Recorded information ->
╔══
PR #441, opened 2023-06-12
upgrade CI to latest Debian stable

squell:
Notes for the reviewer: the last commit runs a `cargo fmt`, so that causes some noise. Best to either go commit by commit or turn on "Hide Whitespace" in the review section.

### DIFF
--- a/test-framework/sudo-compliance-tests/src/snapshots/sudoers/user_list/user_alias_works.snap
+++ b/test-framework/sudo-compliance-tests/src/snapshots/sudoers/user_list/user_alias_works.snap
@@ -1,5 +1,5 @@
 ---
 source: sudo-compliance-tests/src/sudoers/user_list.rs
-expression: output.stderr()
+expression: stderr
 ---
-ghost is not in the sudoers file.  This incident will be reported.
+ghost is not in the sudoers file.
--- a/Dockerfile
+++ b/Dockerfile
@@ -1,2 +1,2 @@
-FROM rust:1.67-slim-buster
+FROM rust:1-slim-bookworm
 RUN apt-get update -y && apt-get install -y clang libclang-dev libpam0g-dev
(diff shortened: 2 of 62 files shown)


squell:
Some changes:
* Debian unified `/bin` and `/usr/bin` (or at least to a large degree), so some sudo error messages changes, and input paths for sudo-rs needed to be changed (since sudo-rs currently uses *exact* path matching, ignoring symlinks)
* Some ogsudo error messages changed (e.g. Incident reported, minor changes)
* Changes to the lecturing mechanism

squell:
> > The sudo lecture is now displayed immediately before the password
> > prompt.  As a result, sudo will no longer display the lecture
> > unless the user needs to enter a password.  _Authentication methods
> > that don't interact with the user via a terminal do not trigger
> > the lecture._
> 
> That last bit probably makes it hard to compliance-test this behaviour?

Answering my own question: nope; some of the tests test the "lecture once" scenario, which used to be the default (and according to the manual  page, still is); making the tests explicit about `Defaults lecture=once` did the trick.

test-framework/sudo-compliance-tests/src/snapshots/sudoers/user_list/user_alias_works.snap
```diff
@@ -1,5 +1,5 @@
 ---
 source: sudo-compliance-tests/src/sudoers/user_list.rs
-expression: output.stderr()
+expression: stderr
 ---
-ghost is not in the sudoers file.  This incident will be reported.
```
pvdrz, line 5: Are you telling me that incidents won't be reported?? You'll regret this!

squell: Sudo will not do [Santa's work](https://imgs.xkcd.com/comics/incident.png) for him anymore.

pvdrz (approved):

test-framework/sudo-compliance-tests/src/snapshots/sudoers/user_list/user_alias_works.snap
pvdrz: Nice, I'll finally get my RISC-V SoC this year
╚══
Task instructions -> Go through the listing above and work out how many lines contain the string "password". Reply with the number alone.

Reply -> 2